Let’s say we have some data, and we want to use that to infer something about the future data points, like what group/category do they belong to (Classification - Supervised Learning)
If our vector representation and choice of distance function is appropriate, we can be reasonably certain that the closer two vectors are in our vector space, the more similar they’ll be. Therefore, our unknown data point from the future will most likely belong to the same category as that of the (known) points nearest to it. So, we find out the K nearest points (the K Nearest Neighbors) of the data point/object/item/entity to classify, and use majority voting (or it's better variations like distance weighted majority voting) to assign a category/label to our new data point.
Vector Similarity Search
Running a similarity search using KNN method is computationally expensive. Meaning that as the size of the dataset or vector store increases, the efficiency of our similarity search would decrease. In order to increase efficiency, we can reduce the vector size by compression or using dimensionality reduction which could cause us to lose some information. Or, by reducing the size of the search space by using Indexing or Clustering via K-Means etc. This would lead to a trade off of accuracy for decreased time and space complexity.
Indexes for Vector Space Search:
There are various ways to index vectors for efficient searching, some of them are briefly mentioned below.
- Flat Index - In this method, the vectors are not clustered or modified, basically KNN.
- Locally Sensitive Hashing (LSH) - Vectors are grouped into buckets (buckets would become the new vector search space) using a hashing function that maximizes hash collision.
- Hierarchical Navigable Small World graphs - The main components are Nodes (vectors), Edges (distance to the nearest neighbor). The reasoning behind this method is that small numbers of hops will be required on average, to traverse the path between two given nodes. P.S This method is used at Facebook.
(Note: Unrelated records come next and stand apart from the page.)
PR #849, opened 2020-07-31
Configurable OS disk caching

### LINKED ISSUE #584: Configurable OS disk caching
/kind feature

Currently we don't set the disk caching type for OS disks (defaults to `None`).

The azure-sdk-for-go defines three caching types:

const (
	// CachingTypesNone ...
	CachingTypesNone CachingTypes = "None"
	// CachingTypesReadOnly ...
	CachingTypesReadOnly CachingTypes = "ReadOnly"
	// CachingTypesReadWrite ...
	CachingTypesReadWrite CachingTypes = "ReadWrite"
)
Let's enable user-configurable caching types by adding a new field in `AzureMachineSpec.OSDisk` and leveraging validation and defaulting webhooks. We should also define a sane default for control plane and worker OS disks.

Reference PR in AKS Engine: https://github.com/Azure/aks-engine/pull/2863

**Environment:**

jroden:
Users can now configure [OS disk caching](https://godoc.org/github.com/Azure/azure-sdk-for-go/services/compute/mgmt/2019-12-01/compute#OSDisk) for azureMachine resources.  Validating and defaulting webhooks are also included.

Fixes #584

Thanks for the help! :smile: 

**TODOs**:

- [x] squashed commits
- [ ] includes documentation
- [x] adds unit tests

**Release note**:

```release-note
NONE
```


CecileRobertMichon:
/ok-to-test
@jroden should we tackle to Data Disks in a separate PR or are you planning on adding it to this one?

jroden:
> /ok-to-test
> @jroden should we tackle to Data Disks in a separate PR or are you planning on adding it to this one?

Good catch, let me add dataDisk to this PR :smile:

api/v1alpha2/types.go
```diff
@@ -431,6 +431,8 @@ type OSDisk struct {
 	OSType      string      `json:"osType"`
 	DiskSizeGB  int32       `json:"diskSizeGB"`
 	ManagedDisk ManagedDisk `json:"managedDisk"`
+	// +optional
+	CachingType string `json:"cachingType"`
```
CecileRobertMichon, line 435: why add this to the v1alpha2 package? All changes to the API should be in the current API version, v1alpha3

api/v1alpha3/azuremachine_webhook.go
```diff
@@ -36,6 +36,7 @@ func (m *AzureMachine) SetupWebhookWithManager(mgr ctrl.Manager) error {
 }
 
 // +kubebuilder:webhook:verbs=create;update,path=/validate-infrastructure-cluster-x-k8s-io-v1alpha3-azuremachine,mutating=false,failurePolicy=fail,matchPolicy=Equivalent,groups=infrastructure.cluster.x-k8s.io,resources=azuremachines,versions=v1alpha3,name=validation.azuremachine.infrastructure.cluster.x-k8s.io,sideEffects=None
+// +kubebuilder:webhook:verbs=create;update,path=/mutate-infrastructure-cluster-x-k8s-io-v1alpha3-azuremachine,mutating=true,failurePolicy=fail,matchPolicy=Equivalent,groups=infrastructure.cluster.x-k8s.io,resources=azuremachines,versions=v1alpha3,name=default.azuremachine.infrastructure.cluster.x-k8s.io,sideEffects=None
```
CecileRobertMichon, line 39: good catch

CecileRobertMichon:
lgtm aside from the v1alpha2 type change

/cc @alexeldeib for another review

api/v1alpha3/types.go
```diff
@@ -311,6 +311,8 @@ type OSDisk struct {
 	DiskSizeGB       int32             `json:"diskSizeGB"`
 	ManagedDisk      ManagedDisk       `json:"managedDisk"`
 	DiffDiskSettings *DiffDiskSettings `json:"diffDiskSettings,omitempty"`
+	// +optional
+	CachingType string `json:"cachingType"`
```
alexeldeib, line 315: I suspect this should be `` `json:"cachingType,omitempty"` ``? Need to test

jroden: In this case wouldn't omitempty only have an effect between the api request and mutating webhook (since we're defaulting that field)?  Also for my understanding-- are you referring to the effect of serializing an empty field on the virtualmachine service (if an empty field exists it might cause an error as opposed to a nil field)?  Thanks for the help! :smile:

api/v1alpha2/types.go
jroden: Good catch, this was a picnic error :sweat_smile:

api/v1alpha3/types.go
alexeldeib: you're correct about behavior with the webhook, I think my memory is picking up on an old controller-gen bug where `+optional` wasn't respected so `,omitempty` was actually required for the correct behavior.

jroden:
The previous failure was due to a timeout.  After retest, this failure is from to the loadBalancer test when `connecting directly to the external LB service`.  It looks like it is able to successfully connect to the lb service from a curl pod in the previous step. Would that mean the connection that's failing is originating from an e2e manager cluster?  Any advice or direction would be much appreciated, struggling a bit to find my bearings with this one :smile:

nader-ziada:
the `connecting directly to the external LB service` has been a little flakey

- Inverted File Index - Here we use Dirichlet tessellation for clustering.
Where not to Use Vector Similarity Search
If your similarity search problem can be solved by directly comparing the object properties, and the object properties are not high dimensional, and/or all of them are finite and categorical, you don’t need to convert them to vectors and perform the vector space search. Or,
- Why send a request to the backend to calculate 2+2 when you can do it client side?
- Why use a deep learning model to simulate AND logic operation?
- Finite/categorical properties – Simple Field Comparison
- Any place where a simpler approach would suffice.
- Vectors can be considered an ordered collection of elements, typically numbers which are meaningful to us in a given domain.For those with a computer science background, you can consider vectors as 1 dimensional arrays.
- A vector space is just a collection of vectors in an abstract “space”, with some boring mathematical properties (only one of which is relevant for us for now, namely distance).
- If your similarity search problem can be solved by directly comparing the object properties, and the object properties are not high dimensional, and/or all of them are finite and categorical, you don’t need to convert them to vectors and perform the vector space search.
- A general rule of thumb when considering how to represent an entity/data point as a vector is that the vector for a given entity should capture as much information contained in the entity as is possible in order for the vector (and the vector space in general) to be useful.
- The concept of distance is quite important in order to make use of vectors and vector spaces. Ideally, our vector representation should be such that the distance between similar items is less than it is between dissimilar items.
- A Vector Similarity search involves indexing data points as Vectors for efficient searching. Can be done by various methods such as Flat index, LSH, Hierarchical Navigable Small World graphs, Inverted File Index.
Did you think of any way Vector Similarity search could be used to solve a problem?